The concepts of WUW have been most recently expanded in (Këpuska & Klein, 2009). Currently, the system is implemented
in C++ as well as Objective C, and provides four major components for achieving the goals of WUW for use in a real-time environment.
WUW Front End – This system component is responsible for extracting features from
the input audio signal. The current system is capable of extracting Mel-Filtered Cepstral Coefficients (MFCC), Linear Predictive Coding coefficients (LPC), and enhanced MFCC features.

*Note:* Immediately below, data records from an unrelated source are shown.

Issue #345, opened 2016-09-19
Not breaking lines in files with both \r and \n


burchill:
I don't know if there's an easy way to solve this problem, but when parsing files that vary in their use of what newline character they use (i.e. switching between "\r" and "\n") PapaParse doesn't recognize all these line breaks.  When working with both Windows and Unix based systems, this mish-mash of newline characters can sometimes happen (as it did with me).

I uploaded a small file that demonstrates this for replicability:

https://github.com/burchill/burchill.github.io/blob/master/faulty.csv

pokoli:
@burchill the csv is no longer available, so I can not test it. Could you provide a [demo](http://papaparse.com/demo) input in order to reproduce it or a test scenario?

evanplaice:
The 'easy' solution is to ignore /r linebreaks altogether. But, for some inane reason the CSV output from MS Excel for Mac still uses /r by default; despite the fact that OSX is and has always been *nix based.

I'd recommend preprocessing the CSV and match/replace line endings to be consistent (ie either /n or /r/n).

pokoli:
@evanplaice and how to determine which is the good line delimiter to make the file consistent?

wshostak:
I haven't submitted yet because it does break the test and I have not had time to fix the test.
Right before the comment;
```
// We don't need to compute some of these every time parse() is called,
```
Paste in;
```
// Replace possible EOL to all match
input = input.replace(/[\r\n]+/g, newline);
```
This allows for mixed line breaks.

pokoli:
@wshostak could you create a pull request so we can see what tests are failing?

pckhoi:
Other CSV parsers such as CSV decoder from Go's standard library can handle such files with grace. I don't think this is something that should be ignored by PapaParse.

pckhoi:
@pokoli check out this PR https://github.com/mholt/PapaParse/pull/845 no tests failing.

pokoli:
As commented on the PR I think the input should be modified before parsing to paparse. 
If you now the right delimiter you should replace it before passing it to papaparse.

Issue #826, opened 2020-08-12
Add browser streaming capability


Josh-Weston:
Is there any desire for a pull request to add browser streaming functionality? I have implemented it for an isolated use case:

- I needed to stream data to the browser
- The data is streamed from a database
- I do not know the content-length or byte ranges ahead of time
- The target browser supports **fetch()** and  **ReadableStream API**

Going through the source code I could not find what I was looking for, so I implemented the following in my cloned repo:

```
// Pipes browser streaming capability into Papa Parse
// Useful when content-length is unkown (e.g. streaming from a database)
function BrowserStreamer(config) {
	config = config || {};
	if (!config.chunkSize)
		config.chunkSize = Papa.RemoteChunkSize;
	ChunkStreamer.call(this, config);
	const decoder = new TextDecoder('utf-8');
	this.stream = async function(url)
	{
		try {
			const stream = await fetch(url).then((res) => res.body.getReader());
			this._nextChunk = function() {
				stream.read().then(({ done, value }) => {
					if (done) {
						this._finished = true;
						this.parseChunk('');
						return;
					}
					this.parseChunk(decoder.decode(value));
				});
			};
			this._nextChunk();	// Starts streaming
		} catch (err) {
			this._finished = true;
			this.parseChunk(`Error accessing or parsing data: ${err}`);
			return;
		}
	};
}
BrowserStreamer.prototype = Object.create(ChunkStreamer.prototype);
BrowserStreamer.prototype.constructor = BrowserStreamer;
```

```
// Add another config option
if (_config.browser) {
	streamer = new BrowserStreamer(_config);
```

```
// Accessing the new capability 
const url = 'http://someurl.com';
Papa.parse(url, {
    browser: true,
    delimiter: ',',
    newline: '\n',
    complete: () => {
        console.log('All done!')
    },
    step: (results, parser) => {
        console.log('step results');
        console.log(results.data);
    }
});
```

This was a quick implementation that needs more guard rails and syntax regression, but it should provide enough context. If it's something of value, I can add some rigor and submit as a pull request.

pokoli:
Hi @Josh-Weston 

Yes this adds some value please create a pull request with redefined code so we can review. 
We require to have a minimal tests case to test that the new functionalit works correctly. 

BTW: We have an option to download a file from a URL, maybe the setting will be a complement of download to just enable the sreaming. Could you please check it?

pckhoi:
+1

MichaelSp:
[...]

PR #845, opened 2020-11-28
Add option `forceUniformNewline`

pckhoi:
This will solve this issue https://github.com/mholt/PapaParse/issues/345 with files where newline character vary throughout the file. This solution isn't ideal because it will also modify quoted content. A more permanent solution might be to handle the newline character more dynamically. It seems like a huge effort to me. This solution is good enough for my need.

Please let me know how this look and I will add more tests/docs as needed.


pokoli:
Hi @pckhoi,

THanks for your pull requests. Could you please fix the following issues:

- Do not modify minified file, this is done on the release process
- Could you please document the new parameter in the docs folder? 

Thanks in advance.

pckhoi:
Shouldn't the minified file be in .gitignore then?

pokoli:
Please keep the changes of a pull request minimum and do not include unrelated. You should not modify the gitingore nore the minified file. 

If you think we should ignore the minifed file on git please open a new issue for its discussion.

pokoli:
I'm not sure if we should accept this PR. The reason is clear: 

The objective of PapaParse is just to *parse* but not to modify the original files. 
Is there any issue that prevents you to modify the read data before pasing it to papaparse?

pckhoi:
This is not modifying the file, this is modifying what papaparse output. And this is an option for those who need it, the default behavior is not altered in any way.

I'm streaming the original CSV file to the browser using `chunk` callback and there's no way for me to intercept the stream before it get passed to papaparse. The CSV files are uploaded by our users and as you said, modifying the original CSV files is not an option for us.

If you still want to proceed then I will make the changes you suggested.

pokoli:
Well the problem is that I find it too specific as we only handle the delimiters and I always prevent to have one option for each case. 
From your code I see that you replace all the delimiters to the input variable to the prefered delimiter. The input is what PapaParse gets as input and what your code passes to it so it should be a way to do this on your code without adding anything to the library. 

So I think we must reject this PR. Sorry.

pckhoi:
I could work around this if papaparse accept [ReadableStream](https://developer.mozilla.org/en-US/docs/Web/API/ReadableStream) as input.

pokoli:
Then it's a mather of implementing #826 which will solve most of the feature requests.

PR #852, opened 2021-01-11
Drop redundant getNextUnquotedDelimiter function

### LINKED ISSUE #782: getNextUnquotedDelimiter function seems to be useless
Hello.
Maybe I'm missing something really obvious but it seems that `getNextUnquotedDelimiter` is useless now.

It gets called from 2 places - from the same function on [line 1776](https://github.com/mholt/PapaParse/blob/master/papaparse.js#L1776) and from the outside on [line 1630](https://github.com/mholt/PapaParse/blob/master/papaparse.js#L1630)

Let's check this outside call:
```javascript
// we check, if we have quotes, because delimiter char may be part of field enclosed in quotes
if (quoteSearch > nextDelim) {
    // we have quotes, so we try to find the next delimiter not enclosed in quotes and also next starting quote char
    var nextDelimObj = getNextUnquotedDelimiter(nextDelim, quoteSearch, nextNewline);
```

Now let's check the function definition:
```javascript
/** Gets the delimiter character, which is not inside the quoted field */
function getNextUnquotedDelimiter(nextDelim, quoteSearch, newLine) {
    var result = {
        nextDelim: undefined,
        quoteSearch: undefined
    };
    // get the next closing quote character
    var nextQuoteSearch = input.indexOf(quoteChar, quoteSearch + 1);

    // if next delimiter is part of a field enclosed in quotes
    if (nextDelim > quoteSearch && nextDelim < nextQuoteSearch && (nextQuoteSearch < newLine || newLine === -1)) {
        // some code skipped here
    } else {
        result = {
            nextDelim: nextDelim,
            quoteSearch: quoteSearch
        };
    }

    return result;
}
```
Turns out this `if` condition in function will never happen because `nextDelim` will always be less than `quoteSearch` in this outside function call and function just returns passed arguments.

FarSeeing:
Closes #782

### DIFF
--- a/papaparse.js
+++ b/papaparse.js
@@ -1625,27 +1625,11 @@ License: MIT
 				// Next delimiter comes before next newline, so we've reached end of field
 				if (nextDelim !== -1 && (nextDelim < nextNewline || nextNewline === -1))
 				{
-					// we check, if we have quotes, because delimiter char may be part of field enclosed in quotes
-					if (quoteSearch > nextDelim) {
-						// we have quotes, so we try to find the next delimiter not enclosed in quotes and also next starting quote char
-						var nextDelimObj = getNextUnquotedDelimiter(nextDelim, quoteSearch, nextNewline);
-
-						// if we have next delimiter char which is not enclosed in quotes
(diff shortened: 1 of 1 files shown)


pokoli:
Merged in. Thanks!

Voice Activity Detector (VAD) – A large portion of the input audio signal to the system are non-speech
events such as silence or environmental noise. Filtering this information is critical in order to ensure the system is only listening during speech events of interest. Areas of audio that are determined to be speech-related are then forwarded to the
later stages of the WUW system.
WUW Back End – The Back End performs a complex recognition procedure based on Hidden Markov Models (HMMs). HMMs are continuous densities HMM‘s.
SVM Classification - The final system component is responsible for classifying speech signals as In-Vocabulary (INV) or Out-of-Vocabulary (OOV) using Support Vector
Machines (SVMs). In the WUW context, the only INV word is the one selected for command and control of the host system. Any other word or sound is classified as OOV.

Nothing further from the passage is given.